Among the entries, which lines carry the string "when"? Copy every one.

[[ Provided data open ]]

PR #12925, opened 2026-07-31
refactor: trust normalized image parameters

voodoohop:
- Removes stale `string | string[] | undefined` handling after `ImageParamsSchema` has normalized every image input to `string[]`.
- Deletes impossible zero-image guards inside edit-only branches across Azure, Vertex, Bedrock, and self-hosted adapters.
- Keeps generation/edit routing and provider request shapes unchanged.
- Corrects GPT Image error telemetry so an empty normalized image list is not reported as an image input.

Tests:
- `npx vitest run test/image/params.test.ts test/image/gptImageRouting.test.ts test/image/novaCanvasModel.test.ts test/image/veoVideoModel.test.ts`
- `npm run typecheck`
- `npx biome check --write` on all changed files

### DIFF
--- a/gen.pollinations.ai/src/image/createAndReturnImages.ts
+++ b/gen.pollinations.ai/src/image/createAndReturnImages.ts
@@ -420,7 +420,7 @@ const callGPTImageWithEndpoint = async (
         );
     }
 
-    const isEditMode = safeParams.image && safeParams.image.length > 0;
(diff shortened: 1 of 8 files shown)


voodoohop:
Superseded by #12967, which re-audits the same normalized-image assumptions, keeps the safe adapter subset, and preserves the tested direct-call tolerance.

PR #12926, opened 2026-07-31
test: share community fallback fixtures

voodoohop:
- Replaces five copies of the same two-owner, two-endpoint fallback setup with one focused fixture.
- Keeps each scenario's routing, billing, failure, moderation, and permission assertions unchanged.
- Centralizes the shared encrypted credentials, price hierarchy, model IDs, and endpoint URLs.
- Removes 125 lines from the recent community fallback integration coverage.

Tests:
- `npx vitest run src/community-endpoints.test.ts`
- `npm run typecheck`
- `npx biome check --write src/community-endpoints.test.ts`


voodoohop:
Superseded by #12946, which includes this fixture deduplication with the related community endpoint runtime cleanup.

PR #12929, opened 2026-07-31
test: share realtime session setup

voodoohop:
- Shares paid realtime WebSocket setup, shutdown, and telemetry parsing across billing tests.
- Reuses the identical cached-modality usage event for full and mini model assertions.
- Keeps model-specific pricing, forwarding, fallback, referrer, and telemetry expectations explicit.
- Removes 198 lines without changing production behavior.

Tests:
- `npx vitest run test/realtime.test.ts`
- `npm run typecheck`
- `npx biome check --write gen.pollinations.ai/test/realtime.test.ts`

### DIFF
--- a/gen.pollinations.ai/test/realtime.test.ts
+++ b/gen.pollinations.ai/test/realtime.test.ts
@@ -137,6 +137,82 @@ async function waitForTinybirdRequests(
     }
 }
 
+async function openPaidRealtimeSession({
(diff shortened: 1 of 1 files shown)


voodoohop:
Superseded by #12955, which combines this realtime session-fixture cleanup with the matching registry deduplication.

PR #12931, opened 2026-07-31
refactor: share project classification

voodoohop:
- Reuses the live project-manager classifier for project backfills instead of maintaining a second API client and response parser.
- Renames the module to an importable Python name and removes the dynamic-import scaffold.
- Preserves backfill failure semantics: an unclassified item remains empty and migrations skip it.
- Updates the workflow and existing filename references; removes 32 lines overall.

Tests:
- Python AST parse for both scripts
- Mocked classifier request, response normalization, explicit backfill context, import, and failure-contract checks
- `git diff --check`


voodoohop:
Superseded by #12968, which now includes this shared project-classification cleanup together with the related repository automation simplifications. The consolidated draft was updated from current main and revalidated.

PR #53, opened 2013-03-02
Option to use vectorized versions of density callables

ipashchenko:
I found that using subject is quite easy thanks to numpy broadcasting and emcee nice code:) It significantly speeds up sampling and costs only tiny modification of callable density code (if numpy broadcasting is possible). 

Thanks for nice toolkit,
Ilya


dfm:
This is finally supported in the upcoming 3.0 release!

PR #62, opened 2013-04-22
Added progessbar to run_mcmc()

pirg:
Runs a progressbar for run_mcmc() using 
https://github.com/olivierverdier/python-progressbar 
if you have it installed.


dfm:
Something like this has been added to the upcoming 3.0 release using tqdm.

PR #99, opened 2014-02-09
Avoid RuntimeWarning when subtracting infs

mrgeorge:
In the _propose_stretch method of EnsembleSampler, occasionally both the new and proposed lnprob values are out of bounds of some prior and set to -np.inf. In cases where newlnprob and lnprob0 are both -np.inf (and type float64),

accept = A + newlnprob - lnprob0 > B

raises a warning for invalid value in subtract. The subtraction evaluates to nan, and accept is set to False.
On the other hand,

accept = A + newlnprob > lnprob0 + B

correctly evaluates to False with no warning. This commit makes that minor manipulation to avoid that warning message.

### DIFF
--- a/emcee/ensemble.py
+++ b/emcee/ensemble.py
@@ -332,8 +332,8 @@ class EnsembleSampler(Sampler):
         newlnprob, blob = self._get_lnprob(q)
 
         # Decide whether or not the proposals should be accepted.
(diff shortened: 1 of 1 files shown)


kinsey40:
My code was working fine, but always outputted the stated error. Above solution worked a treat. 

Thanks!

PR #100, opened 2014-02-10
Update ensemble.py to check initial state (Issue #99)

ipashchenko:
Added method `EnsembleSampler.check_state` that check given state for Nans & (optionally) Infs. Extended inherited from `Sampler` class method `run_mcmc` to check initial state for NaNs and (optionally) Infs. 
Edit: Actually, i don't think that PR is needed. I cited it here to illustrate Issue #99.


dfm:
This has all been checked for a while now. Sorry I never closed this.

PR #107, opened 2014-03-07
Move _function_wrapper up to Sampler class

ipashchenko:
Should it be in the base class? It saves time when one is subclassing `Sampler`.


dfm:
This isn't needed anymore because the base class no longer exists :-)

PR #129, opened 2014-08-10
Added reset_burn_in

### LINKED ISSUE #128: Add a reset_burn_in method
See the discussion here: #124

eteq:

[[ Provided data closed ]]

Result below:
Avoid RuntimeWarning when subtracting infs
Should it be in the base class? It saves time when one is subclassing `Sampler`.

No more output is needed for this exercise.